[Exercise materials]
PR #158, opened 2025-05-22
Don't use ROOT typedef

tmadlener:
BEGINRELEASENOTES
- Avoid the usage of `Double_t` typedef in method signature to be less dependent on included headers

ENDRELEASENOTES

The `Double_t` typedef has pointed to `double` in ROOT for >20 years at this point and it would require to forward declare it in the header to avoid brittle builds that depend on it being included by one of the included headers. Switching to `double` seems to be the easiest solution here for me.


giovannimarchiori:
Duplicate of #160

PR #162, opened 2025-06-09
TopoCluster cell link update

jroloff:
BEGINRELEASENOTES
* Add possibility to create links from topoclusters to existing input cell collections rather than creating a new output cell collections (similarly to what is done by LC / Pandora), based on the value of m_createClusterCellCollection (true: create new output collection; false: set links to pre-existing input collections)

ENDRELEASENOTES

This PR is based on the changes from https://github.com/HEP-FCC/k4RecCalorimeter/pull/151, but extends this to apply to TopoClusters, and not just the sliding window clusters.

The tool can be called like

`    clusterAlg = CaloTopoClusterFCCee("Create" + outputClusters,
                                      cells=cells,
                                      clusters=outputClusters,
                                      clusterCells=outputClusters.replace("Clusters", "Cluster") + "Cells",
                                      neigboursTool=neighboursTool,
                                      noiseTool=noiseTool,
                                      seedSigma=seedSigma,
                                      neighbourSigma=neighbourSigma,
                                      lastNeighbourSigma=lastNeighbourSigma,
                                      minClusterEnergy=clusteringThreshold,
                                      calorimeterIDs=caloIDs,
                                      createClusterCellCollection=doCreateCells,
                                      OutputLevel=INFO)`

### DIFF
--- a/RecFCCeeCalorimeter/src/components/CaloTopoClusterFCCee.cpp
+++ b/RecFCCeeCalorimeter/src/components/CaloTopoClusterFCCee.cpp
@@ -82,6 +82,8 @@ StatusCode CaloTopoClusterFCCee::initialize() {
     return StatusCode::FAILURE;
   }
 
+
+
   // setup system decoder
   m_decoder = new dd4hep::DDSegmentation::BitFieldCoder(m_systemEncoding);
   m_indexSystem = m_decoder->index("system");
@@ -97,7 +99,10 @@ StatusCode CaloTopoClusterFCCee::execute(const EventContext&) const {
 
   // Create output collections
   edm4hep::ClusterCollection* outClusters = m_clusterCollection.createAndPut();
-  edm4hep::CalorimeterHitCollection* outClusterCells = m_clusterCellsCollection.createAndPut();
+  edm4hep::CalorimeterHitCollection* outClusterCells = nullptr;
+  if (m_createClusterCellCollection) {
+    outClusterCells = m_clusterCellsCollection.createAndPut();
+  }
 
   // Get input collection with calorimeter cells
   edm4hep::CalorimeterHitCollection* inCells = new edm4hep::CalorimeterHitCollection();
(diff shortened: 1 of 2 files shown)


giovannimarchiori:
Hi @jroloff 
overall looks good to me, but
1) there is one test failing - is it because your branch is not updated?
2) can you add, as in #151 , the writing to metadata of the cellidenconding information for the various input cell collections when m_createClusterCellCollection is true? 
Thanks!

giovannimarchiori:
Hi @jroloff 
in the test I see this error
```
EventLoopMgr        FATAL in sysInitialize(): exception with tag=Property::fromString is caught
EventLoopMgr        ERROR Property::fromString 	 Cannot convert '['DetID_SiWr_Barrel']' for property 'calorimeterIDs' in class 'CaloTopoClusterFCCee': std::invalid_argument, cannot parse '['DetID_SiWr_Barrel']' to std::vector<int,std::allocator<int> >	 StatusCode=FAILURE
```

Isn't it because you are doing
`caloIDs = ["DetID_SiWr_Barrel"]`
instead of
`caloIDs = [IDs["DetID_SiWr_Barrel"]]`
?
Moreover  - why these detector IDs? The silicon wrapper is not a calorimeter... I think you should rather use DRcalo

Note that IDEA and ALLEGRO have different subdetectors...

giovannimarchiori:
BTW - you should also rebase your branch

RecFCCeeCalorimeter/tests/options/IDEA_o1_v03_reco.py
```diff
@@ -18,6 +18,34 @@
...
+root = tree.getroot()
+IDs = {}
+for constant in root.find('define').findall('constant'):
+    if (constant.get('name') == 'DetID_VXD_Barrel' or
+        constant.get('name') == 'DetID_VXD_Disks' or
+        constant.get('name') == 'DetID_DCH' or
+        constant.get('name') == 'DetID_SiWr_Barrel' or
+        constant.get('name') == 'DetID_SiWr_Disks' or
+        constant.get('name') == 'DetID_ECAL_Barrel' or
+        constant.get('name') == 'DetID_ECAL_Endcap' or
```
giovannimarchiori, line 34: These 2 do not exist in IDEA: https://github.com/key4hep/k4geo/blob/main/FCCee/IDEA/compact/IDEA_o1_v03/DectDimensions_IDEA_o1_v03.xml

giovannimarchiori:
Hi @jroloff 
now the code is almost good to go. Please clean up a bit more the IDEA script to remove the unnecessary (and sometimes wrong) IDs. Also, before merging, I would like you to confirm that you get the same topoclusters with the old code and after these changes. Thanks a lot!

jroloff:
@giovannimarchiori -- thanks for the comments, and I will do a quick check of the output clusters later today or tomorrow.

jroloff:
@giovannimarchiori -- just to confirm, I have compared the results with and without pandora, and before and after these changes, and the topoclusters look identical. I'm not sure why the one check is failing, but it looks like it is failing for the main branch as well, so let me know if there's anything else I need to do.

giovannimarchiori:
This PR tackles (at least as an initial reasonable workaround) - together with #151 - the problem highlighted in https://github.com/HEP-FCC/k4RecCalorimeter/issues/84 => cellID encodings of the various different collections used as input for clustering are saved in metadata and can be retrieved by downstream algorithms to decode the cell information of the ClusterCell collection (if created)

[Your instructions] Transcribe the data above verbatim.

[Answer box]
PR #158, opened 2025-05-22
Don't use ROOT typedef

tmadlener:
BEGINRELEASENOTES
- Avoid the usage of `Double_t` typedef in method signature to be less dependent on included headers

ENDRELEASENOTES

The `Double_t` typedef has pointed to `double` in ROOT for >20 years at this point and it would require to forward declare it in the header to avoid brittle builds that depend on it being included by one of the included headers. Switching to `double` seems to be the easiest solution here for me.


giovannimarchiori:
Duplicate of #160

PR #162, opened 2025-06-09
TopoCluster cell link update

jroloff:
BEGINRELEASENOTES
* Add possibility to create links from topoclusters to existing input cell collections rather than creating a new output cell collections (similarly to what is done by LC / Pandora), based on the value of m_createClusterCellCollection (true: create new output collection; false: set links to pre-existing input collections)

ENDRELEASENOTES

This PR is based on the changes from https://github.com/HEP-FCC/k4RecCalorimeter/pull/151, but extends this to apply to TopoClusters, and not just the sliding window clusters.

The tool can be called like

`    clusterAlg = CaloTopoClusterFCCee("Create" + outputClusters,
                                      cells=cells,
                                      clusters=outputClusters,
                                      clusterCells=outputClusters.replace("Clusters", "Cluster") + "Cells",
                                      neigboursTool=neighboursTool,
                                      noiseTool=noiseTool,
                                      seedSigma=seedSigma,
                                      neighbourSigma=neighbourSigma,
                                      lastNeighbourSigma=lastNeighbourSigma,
                                      minClusterEnergy=clusteringThreshold,
                                      calorimeterIDs=caloIDs,
                                      createClusterCellCollection=doCreateCells,
                                      OutputLevel=INFO)`

### DIFF
--- a/RecFCCeeCalorimeter/src/components/CaloTopoClusterFCCee.cpp
+++ b/RecFCCeeCalorimeter/src/components/CaloTopoClusterFCCee.cpp
@@ -82,6 +82,8 @@ StatusCode CaloTopoClusterFCCee::initialize() {
     return StatusCode::FAILURE;
   }
 
+
+
   // setup system decoder
   m_decoder = new dd4hep::DDSegmentation::BitFieldCoder(m_systemEncoding);
   m_indexSystem = m_decoder->index("system");
@@ -97,7 +99,10 @@ StatusCode CaloTopoClusterFCCee::execute(const EventContext&) const {
 
   // Create output collections
   edm4hep::ClusterCollection* outClusters = m_clusterCollection.createAndPut();
-  edm4hep::CalorimeterHitCollection* outClusterCells = m_clusterCellsCollection.createAndPut();
+  edm4hep::CalorimeterHitCollection* outClusterCells = nullptr;
+  if (m_createClusterCellCollection) {
+    outClusterCells = m_clusterCellsCollection.createAndPut();
+  }
 
   // Get input collection with calorimeter cells
   edm4hep::CalorimeterHitCollection* inCells = new edm4hep::CalorimeterHitCollection();
(diff shortened: 1 of 2 files shown)


giovannimarchiori:
Hi @jroloff 
overall looks good to me, but
1) there is one test failing - is it because your branch is not updated?
2) can you add, as in #151 , the writing to metadata of the cellidenconding information for the various input cell collections when m_createClusterCellCollection is true? 
Thanks!

giovannimarchiori:
Hi @jroloff 
in the test I see this error
```
EventLoopMgr        FATAL in sysInitialize(): exception with tag=Property::fromString is caught
EventLoopMgr        ERROR Property::fromString 	 Cannot convert '['DetID_SiWr_Barrel']' for property 'calorimeterIDs' in class 'CaloTopoClusterFCCee': std::invalid_argument, cannot parse '['DetID_SiWr_Barrel']' to std::vector<int,std::allocator<int> >	 StatusCode=FAILURE
```

Isn't it because you are doing
`caloIDs = ["DetID_SiWr_Barrel"]`
instead of
`caloIDs = [IDs["DetID_SiWr_Barrel"]]`
?
Moreover  - why these detector IDs? The silicon wrapper is not a calorimeter... I think you should rather use DRcalo

Note that IDEA and ALLEGRO have different subdetectors...

giovannimarchiori:
BTW - you should also rebase your branch

RecFCCeeCalorimeter/tests/options/IDEA_o1_v03_reco.py
```diff
@@ -18,6 +18,34 @@
...
+root = tree.getroot()
+IDs = {}
+for constant in root.find('define').findall('constant'):
+    if (constant.get('name') == 'DetID_VXD_Barrel' or
+        constant.get('name') == 'DetID_VXD_Disks' or
+        constant.get('name') == 'DetID_DCH' or
+        constant.get('name') == 'DetID_SiWr_Barrel' or
+        constant.get('name') == 'DetID_SiWr_Disks' or
+        constant.get('name') == 'DetID_ECAL_Barrel' or
+        constant.get('name') == 'DetID_ECAL_Endcap' or
```
giovannimarchiori, line 34: These 2 do not exist in IDEA: https://github.com/key4hep/k4geo/blob/main/FCCee/IDEA/compact/IDEA_o1_v03/DectDimensions_IDEA_o1_v03.xml

giovannimarchiori:
Hi @jroloff 
now the code is almost good to go. Please clean up a bit more the IDEA script to remove the unnecessary (and sometimes wrong) IDs. Also, before merging, I would like you to confirm that you get the same topoclusters with the old code and after these changes. Thanks a lot!

jroloff:
@giovannimarchiori -- thanks for the comments, and I will do a quick check of the output clusters later today or tomorrow.

jroloff:
@giovannimarchiori -- just to confirm, I have compared the results with and without pandora, and before and after these changes, and the topoclusters look identical. I'm not sure why the one check is failing, but it looks like it is failing for the main branch as well, so let me know if there's anything else I need to do.

giovannimarchiori:
This PR tackles (at least as an initial reasonable workaround) - together with #151 - the problem highlighted in https://github.com/HEP-FCC/k4RecCalorimeter/issues/84 => cellID encodings of the various different collections used as input for clustering are saved in metadata and can be retrieved by downstream algorithms to decode the cell information of the ClusterCell collection (if created)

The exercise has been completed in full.